For use in surveying the shadow square is used and the calculations are based on the principle of similar triangles. To measure for example the height of a tower one determines the distance one is standing away from the tower (for example 24 feet). Then one holds the instrument up and orientates it until one can see the top of the building through both sights of the alidade. The point on the shadow square where the alidade intersects with the 'Umbra recta' scale is read off (for example 6).
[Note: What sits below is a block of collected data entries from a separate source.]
PR #2007, opened 2022-06-16
remove `fuels-abigen-macro` dependency

Salka1988:
Forc init template include no longer the abigen macro dependency directly.


adlerjohn:
This is blocked by https://github.com/FuelLabs/fuels-rs/pull/393, no?

mohammadfawaz (approved):
Seems reasonable to me. Thanks.

adlerjohn (changes requested):

forc/src/cli/commands/test.rs
```diff
@@ -70,7 +70,6 @@ pub(crate) fn exec(command: Command) -> Result<()> {
 
     // Pass through cargo test args.
     if !command.cargo_test_args.is_empty() {
-        cmd.arg("--");
```
mitchmindtree, line 73: Could you elaborate on why this was removed?

The `--` separator is necessary in order to distinguish between the cargo test options and cargo test arguments. Perhaps you removed it when you were trying to pass some cargo test options to `--cargo-test-args`, when you perhaps instead wanted to use `--cargo-test-opts`?

mitchmindtree (changes requested):

test/src/sdk-harness/test_projects/tx_fields/mod.rs
```diff
@@ -158,7 +159,9 @@ async fn can_get_witnesses_count() {
 #[tokio::test]
 async fn can_get_receipts_root() {
     let (contract_instance, _, _) = get_contracts().await;
-    let zero_receipts_root = Bytes32::default();
+    let zero_receipts_root =
+        Bytes32::from_str("4be973feb50f1dabb9b2e451229135add52f9c0973c11e556fe5bce4a19df470")
```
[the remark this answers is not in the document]
Salka1988: Previously, this function returned only zeros, but this has been fixed. Now this function always returns this value that I set as the harcoded value. I saw earlier that certain tests were written like this, so I wrote like this.

forc/src/utils/defaults.rs
```diff
@@ -30,10 +30,12 @@ edition = "2021"
 license = "Apache-2.0"
 
 [dependencies]
-fuels = "0.15"
-fuels-abigen-macro = "0.15"
+fuels = {{ version = "0.16", features = ["fuel-core-lib"] }}
 tokio = {{ version = "1.12", features = ["rt", "macros"] }}
 
+[features]
+fuel-core-lib = ["fuels/fuel-core-lib"]
```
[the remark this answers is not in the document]
Salka1988: I don't think the user has to write "forc test - fuel-core-lib features" but "forc test" is enough. In this way, I wanted to enable the "fuel-core-lib" flag that the user would use as needed. Correct me if I'm wrong.
Should I implement `` forc init --feature fuel-core-lib`` and in that way enable the use of `` fuel-core-lib`` flag, and by default generate Cargo.toml without `` fuel-core- lib`` flag?

forc/src/cli/commands/test.rs
Salka1988: Jup! That is right. When I wanted to use `` --features``, I ran into problems until I deleted `` --``.

ControlCplusControlV (commented):
Testing locally branch is working fine for me, will defer to sway people for code style changes as they will be primary maintainers

test/src/sdk-harness/Cargo.toml
```diff
@@ -24,3 +23,6 @@ name = "integration_tests"
 path = "test_projects/harness.rs"
 
 [workspace]
+
+[features]
+fuel-core-lib = ["fuels/fuel-core-lib"]
```
mitchmindtree, line 28: Could you elaborate a little on why the `sdk-harness` crate needs to expose a `fuel-core-lib` feature here? Currently it appears to be unused by the `sdk-harness` crate.

If we need the `fuels` dependency's `fuel-core-lib` feature in order to be able to successfully build the tests, I think it's fine to just specify this feature directly under the `fuels` dependency (as you've already done). We may not to expose the feature from the crate itself.

Salka1988: I think we need to expose it if we want to use "fuel-core-lib" in tests.

.github/workflows/ci.yml
```diff
@@ -179,7 +179,7 @@ jobs:
       - name: Build test project
         run: forc build --path test-proj
       - name: Run test project's test suite
-        run: cd test-proj && forc test
+        run: cd test-proj && forc test --cargo-test-opts="--features fuel-core-lib"
```
adlerjohn, line 182: Please revert changes to this file, as they're orthogonal to the what this PR targets: "remove fuels-abigen-macro dependency."

Transitively revert any changes that require this file to be changed.

adlerjohn (changes requested):

.github/workflows/ci.yml
adlerjohn: In the future, avoid bundling multiple independent issues into a single PR, as the combinatorial explosion in interactions between features and fixes can make it impossible to review quickly.

Salka1988: done

forc/src/utils/defaults.rs
adlerjohn, line 37: Is the reason we don't have to specify `fuel-core-lib` as a Rust feature to `cargo test` a bug, or a feature? https://github.com/FuelLabs/fuels-rs/pull/419 is supposed to enable fuel-core bin as default instead of lib IIUC. If it's a bug, then these two lines should be removed.

test/src/sdk-harness/Cargo.toml
mitchmindtree: > I think we need to expose it if we want to use "fuel-core-lib" in tests.

I believe we only need to enable the `fuels` dependency's `fuel-core-lib` (which you've already done). I don't believe there's any need to expose the feature from this crate as we require the feature from `fuels` whether or not the user passes a `--features "fuel-core-lib"` flag.

Could you try removing this `[features]` table?

adlerjohn: Ditto

Salka1988: You're right! I changed this too.

adlerjohn (approved):

adlerjohn:
poking @mitchmindtree

mitchmindtree (approved):

Issue #3487, opened 2022-12-01
Allow reexporting items in Sway


nfurfaro:
It would be really nice for code organization to be able to use the
`pub use x;` / `pub use x as y;` type syntax.

IGI-111:
Duplicate of #3113

PR #5963, opened 2024-05-06
Name clash in star imports should result in error when the name is used

### LINKED ISSUE #5940: Ambiguous star imports resolved incorrectly
`a.sw`

```
library;

struct MyStruct { ... }
```

`b.sw`

```
library; 

struct MyStruct { ... }
```

`main.sw`

```
script;

use a::*;
use b::*;  // MyStruct is now ambiguous, which is fine as long as it's not used

fn main() {
  let x = MyStruct { ... };  // This should be an error, but resolves to b::MyStruct
}
```

jjcnn:
## Description

Fixes #5940. 

This PR deals with the situation where the same name is imported by multiple star imports, e.g., 
```
// a.sw
struct X = ...

// b.sw
struct X = ...

// main.sw
use a::*;
use b::*;
```
So far we have resolved this name clash by letting the latter import shadow the former, which is incorrect.

The correct behavior is to allow the import without error, but to report an error if the unqualified name (i.e., `X`) is used (qualified names `a::X` and `b::X` are legal)`. This PR fixes this problem.

Note that if `X` is imported multiple times, but each time is bound to the same entity (e.g., because it is imported both through `core:;prelude` and `core::codec`), then this should not cause an error.

Note also that there is a problem with the implicit imports from the core and std preludes, which in some cases causes the implementation to think that a name is bound to multiple different entities, even though the entities are actually the same. As a workaround anytime a name is imported from either `std` or `core` when it is already imported from `std` or `core`, the new binding replaces the old one instead of being added as a new binding. 

Unfortunately this workaround means that it is not currently possible to redefine and use a name that exists in `std` or `core`, e.g., to create a specialized version of `assert_eq` as is done in one of our tests. To use such a redefinition one must use a qualified name for the entity, which seems like an acceptable workaround. (Note that this only applies if the redefined entity is imported using a star import - if imported using an item import (`use a::X;`), then there is no issue).

Once #3487 is implemented this workaround should no longer be necessary.

## Checklist


IGI-111 (dismissed):
This is mega hacky but it's a step forward and definitely better than what we're doing now.
I appreciate the thoroughness of the tests given how messy imports are.

IGI-111:
Also this is a breaking change and should be labeled as such.

JoshuaBatty (dismissed):

jjcnn:
> Also this is a breaking change and should be labeled as such.

Is it? I think of it as a bugfix.

In any case the change will not change the behavior of programs that successfully compile. Compilation will only fail some programs that used to compile without error.

jjcnn:
Review comments addressed.

There is one outstanding bug: When the name is bound to an enum variant, we report `path_to_enum::variant_name` as a valid path. The correct path is `path_to_enum::enum_name::variant_name`. 

I'll fix this issue later today, and update the failing test accordingly.

jjcnn:
Final issues fixed.

IGI-111 (approved):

If the distance from the tower is O to B and the height of the tower A to B (plus the size of the observer who is holding the instrument at eye's level), while the full length of the 'Umbra versa' scale is a to b and the point of intersection on the 'Umbra recta' scale o to b, one gets the following equation: OB : AB = ob : ab. Since OB, ob and ab are known to be 24, 6 and 12 one can then determine AB, in this case 48 feet. To obtain the total height of the tower one only has to add the height of the observer's eye (for example 6 feet). The total height is 54 feet.

While originally only usable at particular latitudes, changes to the design in 16th and 17th-century Europe led to the development of the much more convenient universal astrolabe, for which different projections were used. These instruments, such as the 'astrolabum catholicum', can be universally used and differ from the above described ones as follows:

The universal projection is normally to be found on the back of the astrolabe (the features otherwise on the back are now on a plate). The vernal equinox is in the centre of the instrument and the equator is represented by the horizontal diameter. Depending on the projection used the meridians appear vertically as arcs of circles or semi-ellipses, while the declinations appear horizontally as arcs or straight lines. Attached to the back is a 'regula' with a 'brachiolus' and a 'cursor', essentially two graduated bars and a movable index arm.

H. Michel, Trait? de l'Astrolabe (Paris, 1947); J. North,"The Astrolabe", Scientific American, 230 (1974), pp. 96-106; [National Maritime Museum, London], The Planispheric Astrolabe (London, 1976); H. N. Saunders, All the Astrolabes (Oxford, 1984); A. J. Turner, The Time Museum Catalogues: Vol. 1, Time Measuring Instruments, Part 1, Astrolabes, Astrolabe Related Instruments (Rockford, 1985).